LPS transport in plasma is mediated by the protein LBP, LBP transfers LPS to the Mφ CD14 receptor, CD14 facilitates TLR4 recognition of LPS. This requires a small protein bound to TLR4 - (MD-2)
What does LPS treatment of Mφ stimulate secretion of?
TNF-α, IL-1, IL-6, and inflammatory mediators such as chemokines.
What does TLR5 respond to?
TLR5 responds to the flagellum protein flagellin.
What are some examples of what TLR2 can respond to?
TLR2 recognises Staph aureus peptidoglycan and lipoproteins
TLR2 recognises GPI anchors on membrane proteins of Trypanosoma cruzi
TLR2 recognises lipoarabinomannan from Mycobacterium tuberculosis
TLR2 can also recognise zymosan from yeast cell wall
What does TLR9 recognise (be specific)? How does it signal?

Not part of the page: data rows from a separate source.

PR #1613, opened 2018-04-16
ximgproc: fix weightedMedianFilter() hang

### LINKED ISSUE #1610: weightedMedianFilter hangs with some input images
- OpenCV => 3.4.1-312-g7e5581c
- opencv_contrib => 3.4.1-70-g2aaa67a
- Operating System / Platform => GNU/Linux x86_64 (Linux Mint 18.3 Sylvia)
- Compiler => gcc  5.4.0 20160609

##### Detailed description
The weightedMedianFilter () sometimes hangs with some particular input images.
The hang seems not depend on particular parameters (sigma, radius, weight type or mask image) as well as on joint image, but just on input image content.

It works fine with total majority of input images but fails with some particulars.
   
##### Steps to reproduce
Attached is an example of 16-bit single-channel grayscale png image (uint16_t), which causes weightedMedianFilter() hangup . The image was converted to CV_32FC1 before passing to  weightedMedianFilter().

If I change pixel values in this image in a some way  (for example convert the image to 8 bit, make some brighness/contrast stretch, etc) then no hangups happened.

ss-2 003

The outline of code example is below:

    ```.cpp

     // C++ code example
     Mat input_image = cv::imread("ss-2.003.png", IMREAD_UNCHANGED);
     
     input_image.convertTo(input_image, CV_32F);
   
     weightedMedianFilter(Mat::ones(input_image.size(), CV_8U),
        input_image, output_image, raduis, sigma,  WMF_OFF);
    
     // No return: hang up inside of weightedMedianFilter()
 
    ```
Attached is complete code exampe to reproduce.
[weightedMedianFilter-hangup.tar.gz](https://github.com/opencv/opencv_contrib/files/1911165/weightedMedianFilter-hangup.tar.gz)

Just unpack, make and run:
$ ./weightedMedianFilter-hangup ss-2.003.png 

Will see 100% cpu load with no return.

alalek:
resolves #1610

### DIFF
--- a/modules/ximgproc/src/weighted_median_filter.cpp
+++ b/modules/ximgproc/src/weighted_median_filter.cpp
@@ -55,51 +55,64 @@ using namespace cv::ximgproc;
 void from32FTo32S(Mat &img, Mat &outImg, int nI, float *mapping)
 {
     int rows = img.rows, cols = img.cols;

Identifies presence of bacterial DNA, categorised by unmethylated CpG dinucleotides
TLR 9 lies intracellularly, once activated, it moves from the endoplasmic reticulum to the Golgi apparatus and lysosomes, where it interacts with MyD88
What is the inflammasome important for protection against?
Intracellular pathogens
How is the inflammasome activated?
TLR signalling leads to NFKB stimulations, leads to transcription of a large number of genes in response to inflammatory stimuli
These mRNA are translated into protein for pro-IL-1B and caspases.
Proteins could be secreted, but must be first cleaved by active cysteine protease (caspase)

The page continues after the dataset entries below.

PR #1617, opened 2018-04-20
cleanup: drop dnn_modern

alalek:
- almost all functionality of this module is covered by OpenCV dnn module
- module build has been broken for the long time due strong conflict with OpenCV dnn module
- requires external tinydnn library
- there are no tests


vpisarev:
:+1:

isgursoy:
Why dont we replace it with the dlib instead?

Inactive NLRP3 inflammasome activated
What is released upon inflammasome activation?
IL-1beta, IL-18
What can activation of the inflammasome lead to?
Pyroptosis
What drives DNA synthesis, granule biogenesis and growth of neutrophils?
GM-CSF and G-CSF
What are the neutrophil stages of development?
Myeloid precursor (myeloblast) Progranulocyte Myelocyte Band neutrophil (nucleus not yet defined into lobes) Mature neutrophil
What % of WBC are PMNs?
40-70% (~50%)
Reasons for increased PMN count?
Physiological: Exercise, stress, adrenaline
Infection: Bacterial infection, some fungal and parasite
Inflammation:Burns, vasculitis, myositis, necrosis
Metabolic disease:Gout, ketoacidosis, uremia
Other: Haemorrhage, tumours, haemolysis
Reasons for decreased PMN count?
Failure of production: Bone marrow failure (aplastic anaemia)
Accelerated destruction: Immune mediated PMN destruction, splenomegaly
Idiopathic: Irridation, chemotherapy
Other: Genetic disease (Kostmann/severe congenital neutropenia)
What are the successive stages of neutrophil migration?
Margination Leukocyte rolling Activation and tight adhesion Diapedesis (extravasation) Chemotaxis
Why does neutrophil margination occur?
Vasoactive substances cause vasodilation of small venules, and rouleaux of red cells - slower blood flow allows the leukocytes to travel in the periphery of the lumen so they can interact with the vascular endothelium
Describe leukocyte rolling
Both endothelial cells and neutrophils are induced to express selectins (by inflammatory cytokines), E and P selectins on the endothelium adhere to Sialyl-Lewis X glycoprotein on the neutrophil or monocyte which then begin to roll along the endothelium.